DESCRIPTION OF THE TASK
Output every line from the beginning of the records through the line that contains "Mask random uuid", exactly as it appears.

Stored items
___

PR #5028, opened 2024-01-23
HIVE-27980: Hive Iceberg Compaction: add support for OPTIMIZE TABLE s…

difin:
…yntax

Added support for Hive Iceberg major compaction using `OPTIMIZE TABLE tableName REWRITE DATA` syntax.
This new syntax is implemented as a syntactic sugar which under the hood is being translated into `ALTER TABLE tableName COMPACT 'MAJOR' AND WAIT` command.

Iceberg Compaction in Impala is implemented using OPTIMIZE TABLE syntax.
Implementing the same syntax in Hive for consistency.

No

No

New query test is introduced as part of this patch.

### DIFF
--- a/iceberg/iceberg-handler/src/test/queries/positive/iceberg_optimize_table_unpartitioned.q
+++ b/iceberg/iceberg-handler/src/test/queries/positive/iceberg_optimize_table_unpartitioned.q
@@ -1,0 +1,58 @@
+-- SORT_QUERY_RESULTS
+-- Mask neededVirtualColumns due to non-strict order
+--! qt:replace:/(\s+neededVirtualColumns:\s)(.*)/$1#Masked#/
+-- Mask the totalSize value as it can have slight variability, causing test flakiness
+--! qt:replace:/(\s+totalSize\s+)\S+(\s+)/$1#Masked#$2/
+-- Mask random uuid
+--! qt:replace:/(\s+uuid\s+)\S+(\s*)/$1#Masked#$2/
+-- Mask a random snapshot id
+--! qt:replace:/(\s+current-snapshot-id\s+)\S+(\s*)/$1#Masked#/
+-- Mask added file size
+--! qt:replace:/(\S\"added-files-size\\\":\\\")(\d+)(\\\")/$1#Masked#$3/
+-- Mask total file size
+--! qt:replace:/(\S\"total-files-size\\\":\\\")(\d+)(\\\")/$1#Masked#$3/
+-- Mask current-snapshot-timestamp-ms
+--! qt:replace:/(\s+current-snapshot-timestamp-ms\s+)\S+(\s*)/$1#Masked#$2/
+-- Mask the enqueue time which is based on current time
+--! qt:replace:/(MAJOR\s+succeeded\s+)[a-zA-Z0-9\-\.\s+]+(\s+manual)/$1#Masked#$2/
+-- Mask compaction id as they will be allocated in parallel threads
+--! qt:replace:/^[0-9]/#Masked#/
+
+set hive.llap.io.enabled=true;
+set hive.vectorized.execution.enabled=true;
+set hive.optimize.shared.work.merge.ts.schema=true;
+
+create table ice_orc (
+    first_name string, 
+    last_name string
+ )
+stored by iceberg stored as orc 
+tblproperties ('format-version'='2');
+
+insert into ice_orc VALUES ('fn1','ln1');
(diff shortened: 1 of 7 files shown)


zhangbutao:
Hi, @difin you need to rebase yout PR to get the green Sonar check.

aturoczy (approved):
+1 Rerun test

parser/src/java/org/apache/hadoop/hive/ql/parse/AlterClauseParser.g
```diff
@@ -99,6 +100,19 @@ alterTblPartitionStatementSuffix[boolean partition]
   | alterStatementSuffixAddCol
   | alterStatementSuffixUpdateColumns
   ;
+    
+optimizeTableStatementSuffix
```
zhangbutao, line 104: We already have `alter table execute` syntax for partial iceberg maintance operations:
https://github.com/apache/hive/blob/94f318959ca6ec5f815e6326241bd2269ce91b80/parser/src/java/org/apache/hadoop/hive/ql/parse/AlterClauseParser.g#L473

How do we distinguish between the two syntax? 
Is the `optimize` only used for iceberg compaction?

I'm not opposed to adding new syntax, but i think we need to clarify the specific use cases to avoid users confusion.

cc @ayushtkn @deniskuzZ any thoughts?

difin: Optimize syntax as proposed in this PR is a syntactic sugar for existing compaction syntax in Hive and it works for both Iceberg and ACID tables, but it is meant for Iceberg tables and the reason is that many Hive competitors use Optimize syntax for Iceberg compaction and it may help with Hive Iceberg adoption.
We are planning to extend the support for Optimize syntax in the future to support parameters like minimum number of files in the partition and file size threshold parameters which will be only for Iceberg:

```
OPTIMIZE TABLE <table_name>
REWRITE DATA [USING BIN_PACK]
[ ( { FILE_SIZE_THRESHOLD | MIN_INPUT_FILES } = <value> [, ... ] ) ]
WHERE category = 'c1'
```

ayushtkn: what is bad in our current syntax? we use that for acid, we will use it for iceberg as well, syntatic sugar makes sense when things go easy.

why don't the competitor use our syntax :-) 

no objections though from my side, btw. is it coming from spark or impala?

aturoczy: I think it is fine if the big data world has common syntax. It provides an easier learning curve.

deniskuzZ: looks good to me

iceberg/iceberg-handler/src/test/queries/positive/iceberg_optimize_table_unpartitioned.q
```diff
@@ -0,0 +1,58 @@
...
+update ice_orc set last_name = 'ln7a' where first_name='fn7';
+
+delete from ice_orc where last_name in ('ln5a', 'ln6a', 'ln7a');
+
+select * from ice_orc;
+describe formatted ice_orc;
+
+explain optimize table ice_orc rewrite data;
+optimize table ice_orc rewrite data;
+
```
deniskuzZ, line 55: should we check snapshots and files before and after compaction?

difin: It is checked using DESCRIBE FORMATTED command.
The iceberg compaction q-files contains that command before and after compaction and .q.out files compare number of data and delete files:

`current-snapshot-summary	{\"replace-partitions\":\"true\",\"added-data-files\":\"1\",\"added-records\":\"4\",\"added-files-size\":\"#Masked#\",\"changed-partition-count\":\"1\",\"total-records\":\"4\",\"total-files-size\":\"#Masked#\",\"total-data-files\":\"1\",\"total-delete-files\":\"0\",\"total-position-deletes\":\"0\",\"total-equality-deletes\":\"0\"}`

deniskuzZ: 👍

deniskuzZ (approved):
LGTM +1

PR #5032, opened 2024-01-24
HIVE-28024: Support sources profile for hive metastore modules

wecharyu:
Maven profile **sources** in Hive supports to generate source jar for all submodules. Since Hive Metastore modules are separated from hive parent module, it would be convenient to add this profile in standalone-metastore module.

___

TASK RESPONSE
PR #5028, opened 2024-01-23
HIVE-27980: Hive Iceberg Compaction: add support for OPTIMIZE TABLE s…

difin:
…yntax

Added support for Hive Iceberg major compaction using `OPTIMIZE TABLE tableName REWRITE DATA` syntax.
This new syntax is implemented as a syntactic sugar which under the hood is being translated into `ALTER TABLE tableName COMPACT 'MAJOR' AND WAIT` command.

Iceberg Compaction in Impala is implemented using OPTIMIZE TABLE syntax.
Implementing the same syntax in Hive for consistency.

No

No

New query test is introduced as part of this patch.

### DIFF
--- a/iceberg/iceberg-handler/src/test/queries/positive/iceberg_optimize_table_unpartitioned.q
+++ b/iceberg/iceberg-handler/src/test/queries/positive/iceberg_optimize_table_unpartitioned.q
@@ -1,0 +1,58 @@
+-- SORT_QUERY_RESULTS
+-- Mask neededVirtualColumns due to non-strict order
+--! qt:replace:/(\s+neededVirtualColumns:\s)(.*)/$1#Masked#/
+-- Mask the totalSize value as it can have slight variability, causing test flakiness
+--! qt:replace:/(\s+totalSize\s+)\S+(\s+)/$1#Masked#$2/
+-- Mask random uuid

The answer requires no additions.